PR #492, opened 2026-07-14
Parallel coupler for metamod (revised)

verkaik:


imod_coupler/drivers/ribametamod/ribametamod.py
verkaik, line 1: Is this a bug in the main?!

PR #495, opened 2026-08-04
Ensure that the Pixi pipeline fails when one of its substeps fail

Manangka:
The pixi pipeline failed however on TeamCity it is still marked as succeeded.
This is because the powershell version in which the pipeline is run doesn't handle errors correctly.

In this PR the powershell version being used is changed to  7.3 Core. This version has some build in error handling settings that we can use. In particular:
- PSNativeCommandUseErrorActionPreference: This is used to capture the error code of the commands being called in the script e.g. "pixi run -e pixi-update update"
- ErrorActionPreference: This determines the action after an error occured

After these changes the build should fail "correctly"


Manangka:
Converted to draft. The correct PowerShell version isn't available on the agents

Edit:
The required powershell version has been made available in #498 498

PR #514, opened 2026-09-16
Issue #513 Create wellindex that is contiguous

### LINKED ISSUE #513: primod writes incorrect wellindex2svat.dxc to fail for test case with inactive MODFLOW6 cells
primod can create arrays with non-contiguous well indexes that go out of range for cases with an inactive idomain. This causes a fail when trying to run the iMOD Coupler

JoerivanEngelen:
Fixes #513

This fixes the test case where non-contigous well indices were written by primod to wellindex2svat.dxc. This causes a crash when trying to run iMOD Coupler.

Before this fix the well index written to wellindex2svat in the "inactive" metamod_case was:

``array([ 1,  2,  3,  4,  5,  6,  7,  9, 10, 11, 12, 13, 14, 15])``

Where the new one is now:

``array([ 1,  2,  3,  4,  5,  6,  7,  8,  9, 10, 11, 12, 13, 14])``


tests/test_primod/test_preprocessing_metamod.py
```diff
@@ -172,6 +172,38 @@ def test_metamod_write_exchange_no_sprinkling(
...
+    exchange_dir = output_dir / "exchanges"
+    wel_dxc = fixed_format_parser(
+        exchange_dir / WellSvatMapping._file_name,
+        WellSvatMapping._metadata_dict,
+    )
+
+    n_mf6_wells = coupled_mf6_model_inactive["GWF_1"]["wells_msw"].dataset.sizes[
+        "index"
+    ]
+    assert max(wel_dxc["wel_id"]) <= n_mf6_wells
```
rleander73: would expect something like:
assert_arrays_equal(
    np.sort(np.array(wel_dxc["wel_id"]),
    np.arange(n_mf6_wells)+1)

JoerivanEngelen: Right, I'll adapt the assertion statement, it indeed matches the PR description better

pre-processing/primod/mapping/wel_svat_mapping.py
```diff
@@ -73,7 +73,11 @@ def _create_well_id(
         layer = np.tile(well_layer, (n_subunit, 1))
         layer_1d = layer[well_active]
 
-        well_id = well_cellid.coords["ncellid"] + 1
```
HendrikKok, line 76: Thats a bug indeed. We need the internal index of the well-package array, not the one of the global MF6-grid

HendrikKok (approved):

PR #516, opened 2026-09-17
Add sprinkling points test case

JoerivanEngelen:
Fixes this issue on the iMOD Python board: https://github.com/Deltares/imod-python/issues/1908

This PR:

- Adds test case which uses the new iMOD Python SprinklingPoints feature. In this case all svats (of both subunits) are connected to a single well.
- Modifies the assertion of fluxes somewhat so that it both works for metaswap models built with the SprinklingGrid as well as SprinklingPoints functionality.


JoerivanEngelen:
> ### 🔵 Needs a closer look
> ### Suppressed comments (2)
> **tests/fixtures/fixture_metaswap.py:283**
> 
> * `active_idomain` is a MODFLOW mask, so after expanding it this assigns sprinkling point 1 to every cell in both subunits, including the cells that are not MetaSWAP SVATs (`GridData.active` is false at x=100 and `area` is NaN for one subunit in two rows). `SprinklingPoints` treats those extra art-grid links as surface-water connections, so this case does not represent only the stated groundwater links to all actual SVATs and can introduce unintended surface-water demand. Build `art_grid` from the MetaSWAP grid's area/active mask instead.
> 
> ```
>     art_grid = active_idomain.sel(layer=1, drop=True).expand_dims(subunit=[0, 1])
> ```
> 
> **tests/test_imod_coupler/test_metamod.py:218**
> 
> * This comparison reduces the point case to a spatial total, so it cannot detect an incorrect point-to-well mapping: with only one well, the test would still pass if the flux were written to a different cell or layer. Please add an assertion that the nonzero MODFLOW 6 flux is at the well's `(x_p, y_p, layer_p)` location (and zero elsewhere), while retaining the total comparison for the point case.
> 
> ```
>         np.testing.assert_allclose(
>             msw_sprinkling_fluxes_m3.sum(dim=["y", "x"]).data,
>             mf6_sprinking_fluxes.sum(dim=["y", "x"]).data,
> ```
> 

I've dealt with these comments: The spatial distribution of sprinkling points is now tested as well. And made sure ``art_grid`` received the right masking.

ClaireDons (approved):
Looks good to me (although I'm not familiar with the codebase so perhaps missed something).

PR #519, opened 2026-09-18
update artifacts config (#518)

HendrikKok:


.teamcity/_Self/buildTypes/Lint.kt
rleander73, line 26: Why store environments in this directory? Is it always accessible on TC agents? Are re-using predefined environments this way?

PR #6, opened 2019-09-06
Update media queries

SiAdcock:
A more consistent syntax, with a smaller API surface area:

```js
// before
${mobileLandscape} {

}

// after
${from.mobileLandscape} {

}
```


packages/foundations/media-queries.ts
```diff
@@ -1,62 +1,140 @@
...
+	leftCol: {
+		until: {
+			wide: minWidthMaxWidth(breakpointMap.leftCol, breakpointMap.wide)
+		}
+	}
 };
 
-export { mq };
+// e.g. from.*
+from.mobileMedium.toString = () => minWidth(breakpointMap.mobileMedium);
```
sndrs: ❤️ ❤️ ❤️ ❤️ ❤️ ❤️ ❤️ ❤️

#### TRY IT
Start at the first line of the entries above. Set down each line exactly through the one with "In this PR the", and stop there.

#### ANSWER TO THIS TASK
PR #492, opened 2026-07-14
Parallel coupler for metamod (revised)

verkaik:


imod_coupler/drivers/ribametamod/ribametamod.py
verkaik, line 1: Is this a bug in the main?!

PR #495, opened 2026-08-04
Ensure that the Pixi pipeline fails when one of its substeps fail

Manangka:
The pixi pipeline failed however on TeamCity it is still marked as succeeded.
This is because the powershell version in which the pipeline is run doesn't handle errors correctly.

In this PR the powershell version being used is changed to  7.3 Core. This version has some build in error handling settings that we can use. In particular:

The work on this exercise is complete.